THE PROBLEM -> Word for word, set down the entries that follow.

DATA PROVIDED ->
PR #1262, opened 2019-10-02
Use hexadecimal floating point notation in the output of the C back end

pedro-w:
The current C back-end uses `float-to-string` to emit normal (decimal) floats into the C source files. Unfortunately `float-to-string` has limitations which means it cannot represent all floats faithfully. This PR changes the C back-end to output hexadecimal floats which can represent `<single-float>` and  `<double-float>` with 100% fidelity.
As part of the implementation, `decode-float` now handles subnormal numbers properly.
Finally, there is some code to work around the breaking change to `decode-double-float` introduced in 1fde59f3734d6147b2006c4a7a0d2678bbbea5ce. Without this, it is not possible to bootstrap from 2019.1 using the C back end.

### DIFF
--- a/sources/common-dylan/numerics.dylan
+++ b/sources/common-dylan/numerics.dylan
@@ -98,6 +98,27 @@ define method classify-float
   end case
 end;
 
+// Assume that the float is actually subnormal,
+// i.e. exponent is zero and significand is non-zero
+define function decode-single-subnormal
+    (float :: <single-float>)
+ => (significand :: <single-float>, exponent :: <integer>,
+     sign :: <single-float>);
+  let sign :: <single-float> = if (negative?(float)) -1.0s0 else 1.0s0 end;
+  let decoded :: <machine-word> = decode-single-float(float);
+  let significand-bits :: <machine-word> = %logand(decoded, #x7FFFFF);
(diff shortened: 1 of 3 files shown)


sources/common-dylan/numerics.dylan
```diff
@@ -240,6 +261,43 @@ define method classify-float
...
+     exponent :: <integer>,
+     sign :: <double-float>);
+  let sign :: <double-float> = if (negative?(float)) -1.0d0 else 1.0d0 end;
+  let (decoded-low :: <machine-word>, decoded-high :: <machine-word>)
+    = decode-double-float(float);
+  let significand-low-bits :: <machine-word> = decoded-low;
+  let significand-high-bits :: <machine-word> = %logand(decoded-high, #xFFFFF);
+  let shift :: <integer>
+    = if (zero?(significand-high-bits))
+	%count-high-zeros(significand-low-bits)
```
housel: Oops, looks like you need to untabify this

pedro-w: Annoying. Sorry.

housel:
Could the whitespace changes be folded into the other commits?

pedro-w:
WS changes now folded.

ANSWER SPACE ->
PR #1262, opened 2019-10-02
Use hexadecimal floating point notation in the output of the C back end

pedro-w:
The current C back-end uses `float-to-string` to emit normal (decimal) floats into the C source files. Unfortunately `float-to-string` has limitations which means it cannot represent all floats faithfully. This PR changes the C back-end to output hexadecimal floats which can represent `<single-float>` and  `<double-float>` with 100% fidelity.
As part of the implementation, `decode-float` now handles subnormal numbers properly.
Finally, there is some code to work around the breaking change to `decode-double-float` introduced in 1fde59f3734d6147b2006c4a7a0d2678bbbea5ce. Without this, it is not possible to bootstrap from 2019.1 using the C back end.

### DIFF
--- a/sources/common-dylan/numerics.dylan
+++ b/sources/common-dylan/numerics.dylan
@@ -98,6 +98,27 @@ define method classify-float
   end case
 end;
 
+// Assume that the float is actually subnormal,
+// i.e. exponent is zero and significand is non-zero
+define function decode-single-subnormal
+    (float :: <single-float>)
+ => (significand :: <single-float>, exponent :: <integer>,
+     sign :: <single-float>);
+  let sign :: <single-float> = if (negative?(float)) -1.0s0 else 1.0s0 end;
+  let decoded :: <machine-word> = decode-single-float(float);
+  let significand-bits :: <machine-word> = %logand(decoded, #x7FFFFF);
(diff shortened: 1 of 3 files shown)


sources/common-dylan/numerics.dylan
```diff
@@ -240,6 +261,43 @@ define method classify-float
...
+     exponent :: <integer>,
+     sign :: <double-float>);
+  let sign :: <double-float> = if (negative?(float)) -1.0d0 else 1.0d0 end;
+  let (decoded-low :: <machine-word>, decoded-high :: <machine-word>)
+    = decode-double-float(float);
+  let significand-low-bits :: <machine-word> = decoded-low;
+  let significand-high-bits :: <machine-word> = %logand(decoded-high, #xFFFFF);
+  let shift :: <integer>
+    = if (zero?(significand-high-bits))
+	%count-high-zeros(significand-low-bits)
```
housel: Oops, looks like you need to untabify this

pedro-w: Annoying. Sorry.

housel:
Could the whitespace changes be folded into the other commits?

pedro-w:
WS changes now folded.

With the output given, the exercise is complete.